• _How to complete this task_:
Your reply should be one number, which is how many lines in the listing below contain "files".
^^^^^^^^
PR #351, opened 2023-10-05
GH-600: Review 6

masqrauder:
### Highlights
* `max_block_count` is now `Option<u64>` with `PersistenceConfig` making it consistent with other optional values and its usage in the UI config message for displaying values
* Database migration now initializes `max_block_count` to an empty String which can be used in a future card to reset the value back to 'unlimited'
* Added tests to cover the `None` cases for `max_block_count`
* Updated existing tests to handle `max_block_count` as `Option<u64>`

### Details
* This commit changed `PersistenceConfig::max_block_count()` and `PersistenceConfig::set_max_block_count()` to work with `Option<u64>` based on Review 5 feedback. It now panics on error reading the value unless there's a bad format error because the value is empty string. This change will more easily allow the future card allowing a reset of `max_block_count` in the event of changing to a different blockchain service url; I expect it can be done without requiring a schema migration.

* I better understand now how `PersistenceConfig` has been designed to not allow storing a null value in the database when passed `None`. Before `max_block_count`, `None` passed to PeristenceConfig was rejected and not stored. I could have required a `u64` (not a `Option<u64>`) and used `u64::MAX` as the 'unlimited' value but I didn't like it. Also a consideration is that the dao doesn't accept None and doesn't support updating the config value to null. I prefer this the most because decoding a null is automatically converted to a None without treating it as an error. The second best option is using an empty String as the 'unlimited' value. Since the dao encodes u64 as a String to store, when passed `None` `set_max_block_count()` converts `None` to an empty String and stores it. I also made the migration consistent to initialize `max_block_count` to empty String ('') instead of null. When the empty string value doesn't decode successfully the match arm uses a guard to verify the empty String otherwise it returns the error.

### DIFF
--- a/node/src/database/db_migrations/migrations/migration_8_to_9.rs
+++ b/node/src/database/db_migrations/migrations/migration_8_to_9.rs
@@ -10,7 +10,7 @@ impl DatabaseMigration for Migrate_8_to_9 {
         declaration_utils: Box<dyn DBMigDeclarator + 'a>,
     ) -> rusqlite::Result<()> {
         declaration_utils.execute_upon_transaction(&[
-            &"INSERT INTO config (name, value, encrypted) VALUES ('max_block_count', null, 0)",
+            &"INSERT INTO config (name, value, encrypted) VALUES ('max_block_count', '', 0)",
         ])
     }
 
@@ -51,7 +51,7 @@ mod tests {
         let connection = result.unwrap();
         let (mp_value, mp_encrypted) = retrieve_config_row(connection.as_ref(), "max_block_count");
         let (cs_value, cs_encrypted) = retrieve_config_row(connection.as_ref(), "schema_version");
-        assert_eq!(mp_value, None);
+        assert_eq!(mp_value, Some("".to_string()));
         assert_eq!(mp_encrypted, false);
         assert_eq!(cs_value, Some("9".to_string()));
         assert_eq!(cs_encrypted, false);
--- a/node/src/database/db_migrations/migrations/migration_8_to_9.rs
+++ b/node/src/database/db_migrations/migrations/migration_8_to_9.rs
@@ -10,7 +10,7 @@ impl DatabaseMigration for Migrate_8_to_9 {
         declaration_utils: Box<dyn DBMigDeclarator + 'a>,
     ) -> rusqlite::Result<()> {
         declaration_utils.execute_upon_transaction(&[
-            &"INSERT INTO config (name, value, encrypted) VALUES ('max_block_count', '', 0)",
+            &"INSERT INTO config (name, value, encrypted) VALUES ('max_block_count', null, 0)",
         ])
     }
 
@@ -51,7 +51,7 @@ mod tests {
         let connection = result.unwrap();
         let (mp_value, mp_encrypted) = retrieve_config_row(connection.as_ref(), "max_block_count");
         let (cs_value, cs_encrypted) = retrieve_config_row(connection.as_ref(), "schema_version");
-        assert_eq!(mp_value, Some("".to_string()));
+        assert_eq!(mp_value, None);
         assert_eq!(mp_encrypted, false);
         assert_eq!(cs_value, Some("9".to_string()));
         assert_eq!(cs_encrypted, false);
--- a/node/src/db_config/persistent_configuration.rs
+++ b/node/src/db_config/persistent_configuration.rs
@@ -416,23 +416,11 @@ impl PersistentConfiguration for PersistentConfigurationReal {
     }
 
     fn max_block_count(&self) -> Result<Option<u64>, PersistentConfigError> {
-        match self.get("max_block_count") {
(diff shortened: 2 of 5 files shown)


node/src/database/db_migrations/migrations/migration_8_to_9.rs
```diff
@@ -10,7 +10,7 @@ impl DatabaseMigration for Migrate_8_to_9 {
         declaration_utils: Box<dyn DBMigDeclarator + 'a>,
     ) -> rusqlite::Result<()> {
         declaration_utils.execute_upon_transaction(&[
-            &"INSERT INTO config (name, value, encrypted) VALUES ('max_block_count', null, 0)",
+            &"INSERT INTO config (name, value, encrypted) VALUES ('max_block_count', '', 0)",
```
bertllll: This seems wrong to me. We do use null values. Null was right here. Let me elaborate within the PersistentConfig implementation.

node/src/db_config/persistent_configuration.rs
```diff
@@ -415,19 +415,25 @@ impl PersistentConfiguration for PersistentConfigurationReal {
         self.simple_set_method("start_block", value)
     }
 
-    fn max_block_count(&self) -> Result<u64, PersistentConfigError> {
+    fn max_block_count(&self) -> Result<Option<u64>, PersistentConfigError> {
         match self.get("max_block_count") {
             Ok(max_block_count) => match decode_u64(max_block_count) {
```
bertllll: Here you're supposed to take advantage of the return type of `decode_u64`. It actually returns a result of an `Option`.
In that case it's preferred that you'd treat it simply by returning None immediately and so you can solve this by deleting this whole line:

```
Err(TypedConfigLayerError::BadNumberFormat(value)) if value.is_empty() => Ok(None),
```
The first match close should take care for the rest.

node/src/db_config/persistent_configuration.rs
```diff
@@ -415,19 +415,25 @@ impl PersistentConfiguration for PersistentConfigurationReal {
...
 
-    fn set_max_block_count(&mut self, value: u64) -> Result<(), PersistentConfigError> {
-        self.simple_set_method("max_block_count", value)
+    fn set_max_block_count(&mut self, value: Option<u64>) -> Result<(), PersistentConfigError> {
+        self.simple_set_method(
+            "max_block_count",
+            match encode_u64(value) {
+                Ok(Some(mbc)) => mbc,
+                _ => "".to_string(),
+            },
```
bertllll: This should also be done differently. If you have a test for this already, it's going to be easy though. I believe you should simply pass the value in without using a match in the place. The apparatus of ConfigDao will know the way to handle it. Just write:

```
  self.simple_set_method( "max_block_count", value)
 ```

File: node/src/node_configurator/configurator.rs [hunk 4]
```diff
@@ -2620,6 +2622,119 @@ mod tests {
         assert_eq!(*past_neighbors_params, vec!["password".to_string()])
     }
 
+    #[test]
+    fn configuration_handles_retrieving_max_block_count_none() {
```
bertllll: Hmm. Matter-of-factly, if you look at the trails in the method, there is always just one, no matter whether the value for the max_block_count evaluates to None or Some(). That said, you have already tested this new piece of code by the two preexisting tests where you've added the parameter in. I consider this test groundless.

You either should delete it or if you do want to keep it, I would recommend to rewrite it into a more general variation of itself where you'd be claiming on testing all optional parameters when they return None. I'd probably understand that but otherwise this test shouldn't stay. (It's also noticeably inconsistent with the other picks of tests where you could have the same kind of argument, which you might have had in your mind, for every other optional value in there but yet such tests don't exist.)

node/src/db_config/persistent_configuration.rs
masqrauder: I wish it worked like you wrote it; it would be so simple (sorry for the terrible formatting):

```stdout
error[E0277]: `std::option::Option<u64>` doesn't implement `std::fmt::Display`
   --> src/db_config/persistent_configuration.rs:429:51
    |
429 |         self.simple_set_method("max_block_count", value)
    |              -----------------                    ^^^^^ `std::option::Option<u64>` cannot be formatted with the default formatter
    |              |
    |              required by a bound introduced by this call
    |
    = help: the trait `std::fmt::Display` is not implemented for `std::option::Option<u64>`
    = note: in format strings you may be able to use `{:?}` (or {:#?} for pretty-print) instead
note: required by a bound in `persistent_configuration::PersistentConfigurationReal::simple_set_method`
   --> src/db_config/persistent_configuration.rs:559:29
    |
559 |     fn simple_set_method<T: Display>(
    |                             ^^^^^^^ required by this bound in `persistent_configuration::PersistentConfigurationReal::simple_set_method`
```

node/src/node_configurator/configurator.rs
masqrauder: ok, deleted

PR #353, opened 2023-10-07
GH-600: Review 7

masqrauder:
I tried to address all the feedback from review 6. If I missed anything please let me know.

### DIFF
--- a/node/src/db_config/persistent_configuration.rs
+++ b/node/src/db_config/persistent_configuration.rs
@@ -416,23 +416,11 @@ impl PersistentConfiguration for PersistentConfigurationReal {
     }
 
     fn max_block_count(&self) -> Result<Option<u64>, PersistentConfigError> {
-        match self.get("max_block_count") {
-            Ok(max_block_count) => match decode_u64(max_block_count) {
-                Ok(mbc_opt) => Ok(mbc_opt),
-                Err(e) => Err(PersistentConfigError::from(e)),
-            },
-            Err(e) => Err(PersistentConfigError::from(e)),
-        }
+        Ok(decode_u64(self.get("max_block_count")?)?)
     }
 
     fn set_max_block_count(&mut self, value: Option<u64>) -> Result<(), PersistentConfigError> {
-        match encode_u64(value) {
-            Ok(mbc_opt) => match self.dao.set("max_block_count", mbc_opt) {
-                Ok(_) => Ok(()),
-                Err(e) => Err(PersistentConfigError::from(e)),
-            },
-            Err(e) => Err(PersistentConfigError::from(e)),
-        }
+        Ok(self.dao.set("max_block_count", encode_u64(value)?)?)
     }
 
     fn set_wallet_info(
--- a/node/src/db_config/persistent_configuration.rs
+++ b/node/src/db_config/persistent_configuration.rs
@@ -419,7 +419,6 @@ impl PersistentConfiguration for PersistentConfigurationReal {
         match self.get("max_block_count") {
             Ok(max_block_count) => match decode_u64(max_block_count) {
                 Ok(mbc_opt) => Ok(mbc_opt),
-                Err(TypedConfigLayerError::BadNumberFormat(value)) if value.is_empty() => Ok(None),
                 Err(e) => Err(PersistentConfigError::from(e)),
             },
             Err(e) => Err(PersistentConfigError::from(e)),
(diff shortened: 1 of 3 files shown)


node/src/db_config/persistent_configuration.rs
```diff
@@ -419,21 +419,20 @@ impl PersistentConfiguration for PersistentConfigurationReal {
...
-                Ok(Some(mbc)) => mbc,
-                _ => "".to_string(),
+        match encode_u64(value) {
+            Ok(mbc_opt) => match self.dao.set("max_block_count", mbc_opt) {
+                Ok(_) => Ok(()),
+                Err(e) => Err(PersistentConfigError::from(e)),
             },
-        )
+            Err(e) => Err(PersistentConfigError::from(e)),
+        }
```
masqrauder: @bertllll I tried to apply all your suggestions except for this one. This is the way I was able to pass a `None`. I hope you find it acceptable. `self.dao.set()` can take an `Option<String>` and will store `None` as null. `PersistentConfiguration::simple_set_method()` would need to check if the `value` parameter is already an `Option<String>` and might be `None` and simply pass that to `self.dao.set()` If `value: T` is a `None ` value of `Option<String>`, then `value.to_string()` fails because `Option<String>` does not implement the required `Display` trait. If I'm doing something wrong here please let me know.

node/src/node_configurator/configurator.rs
```diff
@@ -2583,7 +2583,7 @@ mod tests {
                 clandestine_port: 1234,
                 chain_name: "ropsten".to_string(),
                 gas_price: 2345,
-                max_block_count_opt: Some(100000),
+                max_block_count_opt: None,
```
masqrauder, line 2586: @dnwiebe Had feedback I hadn't covered the usage of `None` so now there's one for `Some(100_000u64)` and this one for `None.

node/src/db_config/persistent_configuration.rs
bertllll: I see. It seems that I was wrong. Sorry. It was me who wrote the "simple_set_method()" which was a naive attempt to standardize at least some of the methods because I noticed a repetitive pattern in there. Unfortunately, there are many methods that cannot be treated so simply. I know about the limitations but when I suggested you those few things I believed it was right to do. It was before I understood that the "simple_set_method()" could've been more flexible if I'd designed it with the generic argument inside an Option, then you could use it even for you optional value. In fact, I think one day in the future my patient with my past mistakes will reach the limits and will refine it (which might mean giving up on unnaturally much pushing people to use this little code "if their implementation is simple enough to use it". I don't like this kind of additional consideration that's hard to answer straightly and that has nothing to do with elegance in the end.)

I think you did a good job. The only detail I came to in my mind is that you could simplify the match statements and the PersistendConfigError::from() expressions by use of the question mark. It's kind of calling for it but I know that this can differ from person to another. It's more about a personal style than readability. So I'm okay with this.

node/src/node_configurator/configurator.rs
bertllll: Yes, it kind of makes sense but I also think this solution is sub-optimal. Somebody who wouldn't know about these narrow intentions could easily change this value on a sudden occasion and this fragile warranty will break up with almost no chance to track it back. I know this isn't really your card, this is a long time system issue, but now I think we should've proceeded by creating the single test claiming to test all optional parameters when they evaluate to `None`. It would've laid down a path for any time when we need to deal with this in the future because hopefully the test would make the coder have to modify it with every new parameter and he should first go look at the title of the test. If written clearly, it should help the coder understand that he's supposed to set his newly added parameter with `None` in this test. (While he should use Some in the others). This could bring us more assurance that the None won't lose because the purpose of the test will stand above as a sign of undesirability in the removal of it.

I don't know I feel like I would want too much at the moment if I was insisting on this. So it's in your hands. I'm gonna give you an approval now (and another if you decided to write such a test for the `Configuration` command covering all those parameters with optional values).

bertllll (approved):

node/src/db_config/persistent_configuration.rs
masqrauder: Can I really use the question mark for both match arms? Perhaps it's easier to see with the RustRover/IntelliJ hints:
image

The inner error match arm is converting `ConfigDaoError` and outer error match arm is converting `TypedConfigLayerError`. If it can be simplified I'm happy to do so.

node/src/node_configurator/configurator.rs
masqrauder: I kind of thought thats what the test below was doing but you recommended deleting it. I can restore it of course but I need some guidance on how to improve it where you thought it was lacking. If the test name `configuration_handles_retrieving_max_block_count_none` is too specific I could change it to `configuration_handles_retrieving_all_possible_none_values` or something.

PR #320, opened 2022-03-10
tools: Fix device names with spaces in initializer

fredldotme:
Don't try to fetch from an URL with a space inside.


erfanoabdi:
Wondering whats ro.product.device on jingpad that has space!?
isn't it illegal to put space in device codename?

fredldotme:
That's with Jing's default vendor image, don't know what they screwed up here.
Might check and overlay things in the meantime, but you are right, it actually sounds like illegal behavior.

erfanoabdi:
i don’t mind merging this change, was just curious lol

Fuseteam:
what currently blocking this PR?

erfanoabdi:
sorry, i forgot

Issue #46, opened 2021-09-13
[Feature request] List of apps not to add launchers for


Djhg2000:
On Mobian the list of launchers in Phosh grows quite a lot when installing Waydroid. On the other hand we probably still want the launchers for apps installed by the user.

This is a feature request to have an option in the `/var/lib/waydroid/waydroid.cfg` config file where we can list some apps not to add launchers for.

As an example I'm thinking of something like this:
```
[launcher]
no_launcher = com.android.documentsui,com.android.contacts,org.lineageos.recorder
```

If I'm reading the code right the list would then get compared somewhere around [line 24 in waydroid/tools/services/user_manager.py](https://github.com/waydroid/waydroid/blob/d2f25933af662bfa168b9d510444b95ab1fa976d/tools/services/user_manager.py#L24), but I'm not entirely sure about that.

An alternative approach could be to use the `packageName` as a key and the value to specify options for that particular launcher, in case some launchers need other special options passes to the session manager in the future:
```
[launchers]
com.android.documentsui = no_launcher
com.android.contacts = grayscale_icon
org.lineageos.recorder = stop_session_on_exit,grayscale_icon
```

The options other than `no_launcher` are just examples to serve as placeholders. This alternate approach would be more flexible but it's probably more tedious to implement.

philmmanjaro:
Maybe this is a way to hide Waydroid Apps on **Phosh**: https://gitlab.manjaro.org/manjaro-arm/packages/community/waydroid/-/commit/720ea28f30f65cc4128e2e3458bedbd45ecac18b

erfanoabdi:
that kills all app icons tho 🤔

Djhg2000:
Indeed, a better workaround for now is [what I documented on the Mobian Wiki](https://wiki.mobian-project.org/doku.php?id=waydroid#optional-tweaks); `truncate -s 0 ~/.local/share/applications/waydroid.[package_name].desktop`

philmmanjaro:
On **Phosh** we don't need the icons in the drawer. Totally fine within the Waydroid launcher.

TimMagee:
As a phosh user who really hopes to see Android apps integrate well with my system, I really want to see my Android apps show up in the Phosh app drawer.

Would is be possible to simply remove these apps from our Android ROM? 

[...]

PR #339, opened 2022-03-28
Create .desktop files for system apps with "NoDisplay=true"

plata:
see #46

This approach blacklists the default system apps which should be sufficient for the vast majority of use cases. If required, it can be extended in future PRs to have a configurable blacklist.

### DIFF
--- a/tools/services/user_manager.py
+++ b/tools/services/user_manager.py
@@ -34,11 +34,13 @@ def start(args, unlocked_cb=None):
         packageName = appInfo["packageName"]
 
         desktop_file_path = args.apps_dir + "/waydroid." + packageName + ".desktop"
-        if not os.path.exists(desktop_file_path) and not packageName in system_apps:
+        if not os.path.exists(desktop_file_path):
             lines = ["[Desktop Entry]", "Type=Application"]
             lines.append("Name=" + appInfo["name"])
             lines.append("Exec=waydroid app launch " + packageName)
             lines.append("Icon=" + args.waydroid_data + "/icons/" + packageName + ".png")
+            if packageName in system_apps:
+                lines.append("NoDisplay=true")
             desktop_file = open(desktop_file_path, "w")
             for line in lines:
                 desktop_file.write(line + "\n")
--- a/tools/services/user_manager.py
+++ b/tools/services/user_manager.py
@@ -9,6 +9,19 @@ from tools.interfaces import IPlatform
 
 
 def start(args, unlocked_cb=None):
+    system_apps = [
+        "com.android.calculator2",
+        "com.android.documentsui",
+        "com.android.settings",
+        "org.lineageos.jelly",
+        "com.android.contacts",
+        "com.android.email",
+        "org.lineageos.eleven",
+        "org.lineageos.recorder",
+        "com.android.deskclock",
+        "com.android.gallery3d",
+        "org.lineageos.etar"
+    ]
 
     def makeDesktopFile(appInfo):
         showApp = False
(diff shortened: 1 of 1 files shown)


Fuseteam:
some of these apps seem useless for most users, i wonder if can just rebuild the image without these apps 🤔

dos1:
It may be a better idea to use `NoDisplay=true` instead of not creating .desktop files at all.

plata:
@dos1 I've changed the code. It should work but I cannot test it currently.

dos1:
On Android 11 image with microG I got also these created right after first boot, it may be a good idea to add them to the list too:
```
com.android.camera2
com.android.inputmethod.latin
com.google.android.gms
```

plata:
Done.

Doomsdayrs:
This is a good idea, since a lot just clutter the menu

Quackdoc:
I'm not really happy with this, since many users will prefer to have these instead. maybe we could punt this into a config, and add a script to the waydroid cli to add it to existing images?

Fuseteam:
All these? I doubt many users want to see the android calculator xD
i do see many wanting settings tho hmm

Doomsdayrs:
I can state that I do not like typing in "settings" and opening up android settings.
^^^^^^^^
• _Solution to the problem_:
5